--- Record excerpts ---
-----
PR #24838, opened 2024-11-19
Register `OrderedCommandDistributionMigration` migration task

### LINKED ISSUE #24836: `OrderedCommandDistributionMigration` is never executed
**Describe the bug**

This migration task is never registered in the `DbMigratorImpl`. As a result this migration is never executed.

This migration was part of the 8.6 release. It was never executed for clusters running on this version.

**Impact**

The migration is responsible for moving command distributions into a new ColumnFamily, the `retriableDistributionColumnFamily`. Since 8.6 this CF is used for the redistribution of commands in cases no acknowledgement was received. The only commands we distribute in this version are `Deployment.CREATE` and `ResourceDeletion.DELETE`.

If these commands are no longer retried we could reach a data inconsistency between the partitions. What a user could notice is:

1. A deployment is created on some partitions, but not on others. They would notice that sometimes a process instance creation fails with the message `Expected to find process definition with key '...', but none found` 
2. A deployment is deleted on some partitions, but not on others. They could notice that the process instance creation fails as expected on some partitions, but will succesfully be created on others.

The chance of this happening is fairly medium. There must've been pending distributions for this to occur. Users can easily recover from this by redeploying their resources.

**Expected behavior**

- The migration should run and the state should remain consistent amongst partitions.
- We should add a test to ensure all migration tasks are added and ran.

**Environment:**
- Zeebe Version: 8.6

remcowesterhoud:
## Description

This migration was part of the 8.6 release, but was never registered. As a result it never ran. This PR adds registers the task and adds a test to make sure we don't encounter this problem in the future.

## Checklist

- [ ] for CI changes:

## Related issues

closes #24836

### DIFF
--- a/zeebe/engine/src/test/java/io/camunda/zeebe/engine/state/migration/MigrationTaskRegistrationTest.java
+++ b/zeebe/engine/src/test/java/io/camunda/zeebe/engine/state/migration/MigrationTaskRegistrationTest.java
@@ -1,0 +1,42 @@
+/*
+ * Copyright Camunda Services GmbH and/or licensed to Camunda Services GmbH under
+ * one or more contributor license agreements. See the NOTICE file distributed
+ * with this work for additional information regarding copyright ownership.
+ * Licensed under the Camunda License 1.0. You may not use this file
+ * except in compliance with the Camunda License 1.0.
+ */
+package io.camunda.zeebe.engine.state.migration;
+
+import static com.tngtech.archunit.lang.syntax.ArchRuleDefinition.classes;
+
+import com.tngtech.archunit.base.DescribedPredicate;
+import com.tngtech.archunit.core.domain.JavaClass;
+import com.tngtech.archunit.core.importer.ImportOption;
+import com.tngtech.archunit.junit.AnalyzeClasses;
+import com.tngtech.archunit.junit.ArchTest;
+import com.tngtech.archunit.lang.ArchRule;
+
+@AnalyzeClasses(
+    packages = "io.camunda.zeebe.engine.state.migration",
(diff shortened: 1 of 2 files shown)


zeebe/engine/src/test/java/io/camunda/zeebe/engine/state/migration/MigrationTaskRegistrationTest.java
```diff
@@ -0,0 +1,42 @@
...
+    importOptions = ImportOption.DoNotIncludeTests.class)
+public class MigrationTaskRegistrationTest {
+
+  @ArchTest()
+  public static final ArchRule MIGRATION_TASKS_MUST_BE_REGISTERED =
+      classes()
+          .that()
+          .implement(MigrationTask.class)
+          .should()
+          .beAssignableFrom(anyOfTheRegisteredMigrationTasks());
```
lenaschoenburg, line 30: :thought_balloon: This reads a bit weird, I would have expected something like `.isOneOf(registeredMigrationsTaskClasses())` but as long as it works...

lenaschoenburg (approved):
Sorry, forgot to send the approval. Looks good to me :+1:

zeebe/engine/src/test/java/io/camunda/zeebe/engine/state/migration/MigrationTaskRegistrationTest.java
remcowesterhoud: That would read nicer, but this is the ArchUnit API so not much I can do about it 🤷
-----
--- Problem to solve ---
Line by line, output the data precisely as shown above.

--- Solution to this problem ---
PR #24838, opened 2024-11-19
Register `OrderedCommandDistributionMigration` migration task

### LINKED ISSUE #24836: `OrderedCommandDistributionMigration` is never executed
**Describe the bug**

This migration task is never registered in the `DbMigratorImpl`. As a result this migration is never executed.

This migration was part of the 8.6 release. It was never executed for clusters running on this version.

**Impact**

The migration is responsible for moving command distributions into a new ColumnFamily, the `retriableDistributionColumnFamily`. Since 8.6 this CF is used for the redistribution of commands in cases no acknowledgement was received. The only commands we distribute in this version are `Deployment.CREATE` and `ResourceDeletion.DELETE`.

If these commands are no longer retried we could reach a data inconsistency between the partitions. What a user could notice is:

1. A deployment is created on some partitions, but not on others. They would notice that sometimes a process instance creation fails with the message `Expected to find process definition with key '...', but none found` 
2. A deployment is deleted on some partitions, but not on others. They could notice that the process instance creation fails as expected on some partitions, but will succesfully be created on others.

The chance of this happening is fairly medium. There must've been pending distributions for this to occur. Users can easily recover from this by redeploying their resources.

**Expected behavior**

- The migration should run and the state should remain consistent amongst partitions.
- We should add a test to ensure all migration tasks are added and ran.

**Environment:**
- Zeebe Version: 8.6

remcowesterhoud:
## Description

This migration was part of the 8.6 release, but was never registered. As a result it never ran. This PR adds registers the task and adds a test to make sure we don't encounter this problem in the future.

## Checklist

- [ ] for CI changes:

## Related issues

closes #24836

### DIFF
--- a/zeebe/engine/src/test/java/io/camunda/zeebe/engine/state/migration/MigrationTaskRegistrationTest.java
+++ b/zeebe/engine/src/test/java/io/camunda/zeebe/engine/state/migration/MigrationTaskRegistrationTest.java
@@ -1,0 +1,42 @@
+/*
+ * Copyright Camunda Services GmbH and/or licensed to Camunda Services GmbH under
+ * one or more contributor license agreements. See the NOTICE file distributed
+ * with this work for additional information regarding copyright ownership.
+ * Licensed under the Camunda License 1.0. You may not use this file
+ * except in compliance with the Camunda License 1.0.
+ */
+package io.camunda.zeebe.engine.state.migration;
+
+import static com.tngtech.archunit.lang.syntax.ArchRuleDefinition.classes;
+
+import com.tngtech.archunit.base.DescribedPredicate;
+import com.tngtech.archunit.core.domain.JavaClass;
+import com.tngtech.archunit.core.importer.ImportOption;
+import com.tngtech.archunit.junit.AnalyzeClasses;
+import com.tngtech.archunit.junit.ArchTest;
+import com.tngtech.archunit.lang.ArchRule;
+
+@AnalyzeClasses(
+    packages = "io.camunda.zeebe.engine.state.migration",
(diff shortened: 1 of 2 files shown)


zeebe/engine/src/test/java/io/camunda/zeebe/engine/state/migration/MigrationTaskRegistrationTest.java
```diff
@@ -0,0 +1,42 @@
...
+    importOptions = ImportOption.DoNotIncludeTests.class)
+public class MigrationTaskRegistrationTest {
+
+  @ArchTest()
+  public static final ArchRule MIGRATION_TASKS_MUST_BE_REGISTERED =
+      classes()
+          .that()
+          .implement(MigrationTask.class)
+          .should()
+          .beAssignableFrom(anyOfTheRegisteredMigrationTasks());
```
lenaschoenburg, line 30: :thought_balloon: This reads a bit weird, I would have expected something like `.isOneOf(registeredMigrationsTaskClasses())` but as long as it works...

lenaschoenburg (approved):
Sorry, forgot to send the approval. Looks good to me :+1:

zeebe/engine/src/test/java/io/camunda/zeebe/engine/state/migration/MigrationTaskRegistrationTest.java
remcowesterhoud: That would read nicer, but this is the ArchUnit API so not much I can do about it 🤷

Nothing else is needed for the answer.